Guardiamo la nostra realtà: noi cristiani siamo ormai una minoranza in questo mondo secolarizzato; e anche nel nostro piccolo – tra “i nostri” – subiamo le stesse umiliazioni del Figlio di Dio.

Ma il Vangelo, nostra speranza, ci dice qualcos’altro: l’ostacolo non impedisce al Signore di portare avanti la sua opera.

Compie pochi miracoli Gesù nella sua patria: ma il Regno di Dio paradossalmente avanza così! Con il poco, con il piccolo, con il resto… con lo scarto.
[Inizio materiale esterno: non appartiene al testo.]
PR #125, opened 2023-10-22
Get and display active tickets

lukybil:
- tickets page display active tickets
- no active tickets screen
- terminate ticket modal
- using test data


modules/backend/hooks/useTickets.ts
```diff
@@ -0,0 +1,61 @@
...
+      createdAt: '2022-01-03T10:00:00Z',
+    },
+  ],
+}
+
+export const useTickets = (active: boolean) => {
+  const options = useMemo(
+    () =>
+      queryOptions({
+        queryKey: [`tickets-${active ? 'active' : 'past'}`],
```
radoslavzeman, line 50: It's completely okay to pass "active/past" as second item into the array.

assets/avatars/sad-smiley.svg
radoslavzeman, line 1: We realised, that it's the best to use the same name of the file as in Figma.

components/map/MapZoneBottomSheetAttachment.tsx
```diff
@@ -12,13 +12,16 @@ import Icon from '@/components/shared/Icon'
...
+import { useTranslation } from '@/hooks/useTranslation'
+import { useTickets } from '@/modules/backend/hooks/useTickets'
 import { useLocationPermission } from '@/modules/map/hooks/useLocationPermission'
 
 type Props = Omit<BottomSheetTopAttachmentProps, 'children'> & {
   setFlyToCenter?: MapRef['setFlyToCenter']
 }
 
 const MapZoneBottomSheetAttachment = ({ setFlyToCenter, ...restProps }: Props) => {
+  const t = useTranslation('MapScreen.ZoneBottomSheet.TopAttachment')
```
radoslavzeman, line 24: Here the same, ZoneBottomSheet doesn't have to be nested in MapScreen.

state/hooks/useMapZone.ts
```diff
@@ -5,32 +5,31 @@ import { useLocale } from '@/hooks/useTranslation'
...
 export function useMapZone(
-  id: number | null,
+  udrId: number | string | null,
   normalizedPropertiesOnly: boolean = false,
 ): NormalizedUdrZone | Feature<Polygon, MapUdrZone> | null {
   const globalStore = useGlobalStoreContext()
   const locale = useLocale()
 
   return useMemo(() => {
+    const id = typeof udrId === 'string' ? Number.parseInt(udrId, 10) : udrId
```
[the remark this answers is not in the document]
lukybil: It has been then found that udr id is a number

radoslavzeman (approved):

components/map/MapZoneBottomSheetAttachment.tsx
```diff
@@ -30,23 +33,30 @@ const MapZoneBottomSheetAttachment = ({ setFlyToCenter, ...restProps }: Props) =
...
-                  <Icon size={20} name="local-parking" />
-                </View>
-                <Typography variant="default-bold" className="leading-6">
-                  Tickets (2)
-                </Typography>
-              </FlexRow>
-            </PressableStyled>
-          </Link>
-        </View>
+        {activeTicketsCount > 0 ? (
```
radoslavzeman, line 42: Our practice is usually to check it like this. You have to use ternary in this case always - `undefined`, `null` or `0` evaluates to false, that is what we want usually:
```
tickets?.length ? <Component/> : null
```

And you don't have to create unnecessary variable :)

components/map/MapZoneBottomSheetAttachment.tsx
```diff
@@ -30,23 +33,30 @@ const MapZoneBottomSheetAttachment = ({ setFlyToCenter, ...restProps }: Props) =
...
+                  </View>
+                  <Typography variant="default-bold" className="leading-6">
+                    {t('tickets', { count: activeTicketsCount })}
+                  </Typography>
+                </FlexRow>
+              </PressableStyled>
+            </Link>
+          </View>
+        ) : (
+          <View />
```
radoslavzeman, line 58: Is this empty View what we want?

PR #146, opened 2023-10-31
feat/#144: implement verification result screens

radoslavzeman:
- implement `/parking-cards/verification/verification-result` page, that handle redirects from BE to show email verification status
- refetch verified emails when added or deleted
- reorganize verification screens
- add some TextInput props to improve UX
- add empty state screens
  - EmptyStateScreen still need some updates (it's not always whole screen, reflect screen title and content title...)

TODO
- deduplicate mutation code for sending verification email


lukybil (approved):
On Android I get redirerected to browser from the link in the email. But that is problably not a part of this PR, so looks good 👍

PR #150, opened 2023-11-03
#107: Announcements

lukybil:
- added Announcements screen
- for now with mocked data, ready for backend data
- TODO: How do we translate the announcements? Send a param with locale to the backend?


corrections.d.ts
radoslavzeman, line 1: This file may need to be added to `tsconfig.ts`.
Please add a comment with link to docs or an issue, why this is needed.

Consider more specific filename, such as `markdown.d.ts`.

components/info/SeveritySquare.tsx
```diff
@@ -0,0 +1,41 @@
+import { clsx } from 'clsx'
+import { View } from 'react-native'
+
+import Icon, { IconName } from '@/components/shared/Icon'
+
+type Props = {
+  variant: 'info' | 'warning' | 'danger'
```
radoslavzeman, line 7: Is there a reason to use different variant names than defined in swagger?

radoslavzeman (approved):

PR #151, opened 2023-11-03
fix registration process to updated setup in Cognito

radoslavzeman:
Changes in Cognito:
Registration (= sign up) does not send verification sms.
User is signed up and confirmed (confirmation is set in custom `Pre sign-up Lambda trigger`).
Phone number is not verified automatically, but this is okay, because phone is automatically verified during login.

- after successful sign up, we trigger login and redirect to confirm-login screen.
- move `confirmSignIn` to hook
- remove unused empty interceptors
- show snackbar for sign up/ sign in errors
- do not prefetch when not signed in

TODO
- handle errors properly
- document the whole sign up/sign in flow


hooks/useSignInOrSignUp.ts
```diff
@@ -1,55 +1,83 @@
...
+    } catch (error) {
+      // TODO
+      // [NotAuthorizedException: Invalid session for the user, session is expired.]
+      // [CodeMismatchException: Invalid code or auth state for the user.]
+      if (isErrorWithCode(error) && error.code === 'CodeMismatchException') {
+        console.log('Code mismatch', error)
+        snackbar.show(`Code mismatch: ${error.message}`, { variant: 'warning' })
+      } else if (isError(error)) {
+        console.log('Confirm Error', error)
+        snackbar.show(`Confirm Error: ${error.message}`, { variant: 'danger' })
```
lukybil, line 71: Translations 😆

lukybil (approved):
Tested on Android and it works very well ✅

PR #164, opened 2023-11-08
Fix: quickfix EmptyStateScreen + minor updates

radoslavzeman:
- conditionally render `<Stack.Screen>` only if `title` is provided - this allows us to use `EmptyStateScreen` inside `ScreenView` without overriding title
- few minor changes in `EmptyStateScreen`
- add some translations for Tickets screen
- update api


lukybil (approved):
✅

PR #168, opened 2023-11-10
Feat/#167 new payment options

radoslavzeman:
This PR implements new payment options - Apple Pay and Google Pay

- update Avatar components
- use more suitable names for components
  - "PaymentOptions" for payment-card/apple-pay/google-pay
  - "PaymentMethods" for PaymentOptions + visitor cards
- implement default payments option with mmkv storage - TODO this may need some improvements
- implement screen for setting default payment option (before it was the same as choosing payment method)


lukybil (approved):
Looking good 👍

PR #185, opened 2023-11-20
Improvement project structure and contexts

PavelFilo:
### **File structure changes:**
To have protected routes we need to have a global _layout file and one inside (app) folder to route back to the sign screen. This approach is based on expo-router documentation.

### **Context changes:** 
1. changes to have optimized context providers with less rerenders and some unnecessary useEffect removals.
2. Made PurchaseStoreContext available to map page so when I want to change place the filled fields won't change.

### **Layout fixes:**
 Purchase routes stack was separated so expo-router did not give button to go back to the map from the purchase index route.


hooks/useVehicles.ts
```diff
@@ -21,7 +21,7 @@ export const useVehicles = () => {
     }
   }
 
-  const defaultVehicle = vehicles.length > 0 ? vehicles[0] : null
+  const defaultVehicle = vehicles?.[0] || null
```
radoslavzeman, line 24: Use `??` to prevent `undefined`. Or if it's okay to have `undefined` as vehicle, `??/|| null` does not make sense at all.

radoslavzeman (commented):
Nice job!

I would be useful to add a link to documentation that you mentioned in PR decsription. Somewhere in ts docs into main layout for example.

radoslavzeman (approved):

hooks/useVehicles.ts
PavelFilo: undefined is prevented as you can see in the screenshot with `||` syntax as well
Screenshot 2023-11-23 at 14 01 09

radoslavzeman: yes, sorry, you are correct

radoslavzeman (approved):

PR #1085, opened 2026-03-07
fix(mcp): remove unnecessary storage operations in McpAgent

threepointone:
## Changes

- **Skip redundant props storage read in `onStart`**: When props are passed directly, `updateProps()` already writes to storage and sets `this.props`. The subsequent `storage.get("props")` was unnecessary. Now only reads from storage on the hibernation recovery path (no props passed).

- **Replace elicitation storage polling with in-memory Promise/resolver**: The old pattern used 6+ storage operations per elicitation (put request, poll get response every 100ms, delete request, delete response, plus get/put in the handler). Replaced with zero-storage in-memory signaling via a `_pendingElicitations` Map. The DO can't hibernate while a tool call is actively running, so in-memory state is safe here.

## Tests

- Added `elicitNameCustom` test tool that exercises `McpAgent.elicitInput()` directly
- 4 new integration tests in `elicitation.test.ts`: accept/cancel/error via streamable HTTP, accept via SSE
- All 330 existing MCP tests pass with no regressions

---

<a href="https://app.devin.ai/review/cloudflare/agents/pull/1085" target="_blank">
  <picture>
    Open with Devin
  </picture>
</a>

### DIFF
--- a/.changeset/schema-version-gating.md
+++ b/.changeset/schema-version-gating.md
@@ -1,0 +1,11 @@
+---
+"agents": patch
+---
+
+Simplify Agent storage: schema version gating and single-row state
+
+- Skip redundant DDL migrations on established DOs by tracking schema version in `cf_agents_state`
+- Eliminate `STATE_WAS_CHANGED` row — state persistence now uses a single row with row-existence check, correctly handling falsy values (null, 0, false, "")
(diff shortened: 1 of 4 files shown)


threepointone:
good catches!

PR #1086, opened 2026-03-07
feat(agents): schema version gating and single-row state optimization

threepointone:
## What

Two backward-compatible storage optimizations for the base `Agent` class:

### 1. Schema version gating

Every time a Durable Object wakes from hibernation, the constructor runs ~12 DDL statements (`CREATE TABLE IF NOT EXISTS`, `ALTER TABLE ADD COLUMN`, `SELECT sql FROM sqlite_master`, etc.). These are all no-ops on established DOs — the tables already exist with the right schema.

Now the constructor tracks a schema version in `cf_agents_state` (a `cf_schema_version` row). On wake, it reads this single row. If the version is current, **all DDL is skipped**. Fresh DOs and DOs from older SDK versions still run the full migration path and get stamped with the current version.

**Benefit**: Eliminates ~12 redundant SQL statements on every DO wake. Only cost on the hot path is one `CREATE TABLE IF NOT EXISTS` (for the state table itself) + one `SELECT` (to read the version row).

### 2. Single-row state optimization

Previously, `setState()` wrote two rows to `cf_agents_state`:
- `cf_state_row_id` — the actual state JSON
- `cf_state_was_changed` — a boolean flag

The getter also ran two queries — one for the flag, one for the state.

Now `setState()` writes only the state row. The getter checks **row existence** (`result.length > 0`) instead of a truthiness flag. This correctly handles falsy state values (`null`, `0`, `false`, `""`) that the old truthiness check would have missed.

Legacy `cf_state_was_changed` rows are cleaned up during schema migration.

**Benefit**: One fewer SQL write per `setState()` call, one fewer SQL read per cold `state` access, and correct handling of falsy state values.

### 3. Schema DDL snapshot test

A test that compares the actual `sqlite_master` DDL for all `cf_agents_*` tables against a hardcoded snapshot. If anyone changes a table definition without bumping `CURRENT_SCHEMA_VERSION`, the test fails with a clear message explaining what to do.

**Benefit**: Makes it impossible to forget to bump the schema version when changing table definitions.

### 4. Bug fix: corrupted state test helper

The existing `insertCorruptedState()` test helper was using wrong row IDs (`'STATE'` instead of `'cf_state_row_id'`), so the corruption recovery test was passing for the wrong reason. Fixed to use correct IDs and proper cache reset.

## Backward compatibility

Both changes are fully backward-compatible:
- Existing DOs with `user_version = 0` run the full migration path on next wake
- Legacy `STATE_WAS_CHANGED` rows are cleaned up during migration
- The state getter works with both old (two-row) and new (single-row) formats

## Tests

26 new tests covering schema gating, single-row state, falsy values, corruption recovery, legacy compatibility, and the DDL snapshot. All 350 existing tests pass with zero regressions.

---

<a href="https://app.devin.ai/review/cloudflare/agents/pull/1086" target="_blank">
  <picture>
    Open with Devin
  </picture>
</a>

### DIFF
--- a/packages/agents/src/index.ts
+++ b/packages/agents/src/index.ts
@@ -393,10 +393,12 @@ const KEEP_ALIVE_INTERVAL_MS = 30_000;
 /**
  * Schema version for the Agent's internal SQLite tables.
  * Bump this when adding new tables, columns, or migrations.
- * The constructor uses PRAGMA user_version to skip DDL on established DOs.
+ * The constructor stores this as a row in cf_agents_state and checks it
+ * on wake to skip DDL on established DOs.
  */
 const CURRENT_SCHEMA_VERSION = 1;
 
+const SCHEMA_VERSION_ROW_ID = "cf_schema_version";
 const STATE_ROW_ID = "cf_state_row_id";
 // Legacy key — no longer written, but read for backward compatibility with
 // DOs that were created before the single-row state optimization.
@@ -842,15 +844,16 @@ export class Agent<
       throw new SqlError(query, e);
     }
   }
-  constructor(ctx: AgentContext, env: Env) {
-    super(ctx, env);
-
-    if (!wrappedClasses.has(this.constructor)) {
-      // Auto-wrap custom methods with agent context
-      this._autoWrapCustomMethods();
-      wrappedClasses.add(this.constructor);
-    }
-
+  /**
+   * Create all internal tables and run migrations if needed.
+   * Called by the constructor on every wake. Idempotent — skips DDL when
+   * the stored schema version matches CURRENT_SCHEMA_VERSION.
+   *
+   * Protected so that test agents can re-run the real migration path
+   * after manipulating DB state (since ctx.abort() is unavailable in
+   * local dev and the constructor only runs once per DO instance).
+   */
+  protected _ensureSchema(): void {
     // Schema version gating: skip all DDL on established DOs whose schema
     // is already up-to-date. We always create cf_agents_state first (cheap
     // idempotent DDL) and store the version as a row inside it.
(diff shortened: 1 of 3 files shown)


packages/agents/src/index.ts
```diff
@@ -335,7 +335,16 @@ export type AddRpcMcpServerOptions = {
 
 const KEEP_ALIVE_INTERVAL_MS = 30_000;
 
+/**
+ * Schema version for the Agent's internal SQLite tables.
+ * Bump this when adding new tables, columns, or migrations.
+ * The constructor uses PRAGMA user_version to skip DDL on established DOs.
```
deathbyknowledge: The code is not actually using `PRAGMA user_version` but a custom row in the `cf_agents_state`. Also probably worth putting the `cf_schema_version` row id in a constant like we do for the rest.

packages/agents/src/tests/agents/state.ts
```diff
@@ -74,24 +79,117 @@ export class TestStateAgent extends Agent<Record<string, unknown>, TestState> {
...
+  resetSchemaVersion() {
+    this.ctx.storage.sql.exec(
+      "DELETE FROM cf_agents_state WHERE id = 'cf_schema_version'"
+    );
+  }
+
+  // Re-run the migration logic that normally runs in the constructor.
+  // Useful for testing migration behavior since getAgentByName returns
+  // the same DO instance (constructor won't re-run).
+  runSchemaMigration() {
```
deathbyknowledge, line 165: This is not really testing anything from the Agent class, instead it updates the `cf_schema_version` manually. If the issue is not being able to re-run the constructor, maybe we could use https://developers.cloudflare.com/durable-objects/api/state/#abort to evict and cause a re-run?

packages/agents/src/tests/schema-and-state-optimization.test.ts
```diff
@@ -0,0 +1,533 @@
+/**
+ * Tests for two storage optimizations:
+ *
+ * 1. Schema version gating (PRAGMA user_version)
```
deathbyknowledge: Same, there's no `PRAGMA user_version`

Infatti, questi pochi uomini guariti rimarranno tra i loro parenti e compatrioti testimoni di quanto Gesù ha fatto per loro, sia che lo rinneghino, sia che lo testimonino. Chi guarda a loro (come noi oggi) vede che il Padre attraverso Gesù ha avuto con essi misericordia.

Non solo, Gesù prosegue altrove la sua missione: nulla arresta l’umile corsa del Regno!

Paolo stesso lasciando agire la grazia di Dio nella sua debolezza arriverà fino a Roma ed evangelizzerà noi “gentili”, testimone di come l’umiliazione riposta nelle mani di Dio è pedagogica per diventare veramente degni profeti del Regno: uomini tra gli uomini con una risorsa di umiltà in più nel riconoscere che è lo Spirito del Signore che ci manda e ci dà forza.

“Lo Spirito del Signore è sopra di me: mi ha portato a portare ai poveri il lieto annuncio”: parole che nel Vangelo di Luca lo stesso Gesù, l’umile Figlio di Dio, fa sue: quanto più noi, peccatori amati.

E chi sono questi “poveri” a cui siamo inviati se non proprio coloro per cui siamo motivo di scandalo, di derisione e di incredulità? Sono i poveri non solo di pane, ma di speranza: i poveri “di” Vangelo.

Fratelli e sorelle, ci conceda il Signore di essere docili all’ascolto della sua Parola per essere umili profeti di speranza tra i nostri fratelli, e di avere i suoi stessi sentimenti perché la nostra meraviglia di fronte agli increduli – i poveri! – non sia luogo di disprezzo e di sfiducia nei loro confronti, ma di ancor più compassione e desiderio della loro salvezza in Cristo Gesù. Amen.